* Task details
In the data below, find every line that has the string "succeed", and copy it.

****************

PR #2191, opened 2022-03-22
feat: add batched CreateACLs func to ClusterAdmin

nkostoulas:
Add new method to the `ClusterAdmin` interface to allow batch creation
of `ACL`s. Creating `ACL`s one at a time seems to be very slow and for
applications that need to create a lot of these, it takes time (and
might cause downtime).

### DIFF
--- a/admin.go
+++ b/admin.go
@@ -80,6 +80,7 @@ type ClusterAdmin interface {
 	// This operation is not transactional so it may succeed or fail.
 	// If you attempt to add an ACL that duplicates an existing ACL, no error will be raised, but
 	// no changes will be made. This operation is supported by brokers with version 0.11.0.0 or higher.
+	// Deprecated: Use CreateACLs instead.
 	CreateACL(resource Resource, acl Acl) error
 
 	// Creates access control lists (ACLs) which are bound to specific resources.


admin.go
```diff
@@ -76,11 +76,17 @@ type ClusterAdmin interface {
 	// The configs for a particular resource are updated automatically.
 	IncrementalAlterConfig(resourceType ConfigResourceType, name string, entries map[string]IncrementalAlterConfigsEntry, validateOnly bool) error
 
+	// Creates an access control list (ACL) which is bound to a specific resource.
+	// This operation is not transactional so it may succeed or fail.
+	// If you attempt to add an ACL that duplicates an existing ACL, no error will be raised, but
+	// no changes will be made. This operation is supported by brokers with version 0.11.0.0 or higher.
+	CreateACL(resource Resource, acl Acl) error
```
dnwe, line 83: Should we mark the old singular API as deprecated so we can remove it in a future major version bump?

```suggestion
	// no changes will be made. This operation is supported by brokers with version 0.11.0.0 or higher.
	// Deprecated: Use CreateACLs instead.
	CreateACL(resource Resource, acl Acl) error
```

nkostoulas: added!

****************

* Task result
 	// This operation is not transactional so it may succeed or fail.
+	// This operation is not transactional so it may succeed or fail.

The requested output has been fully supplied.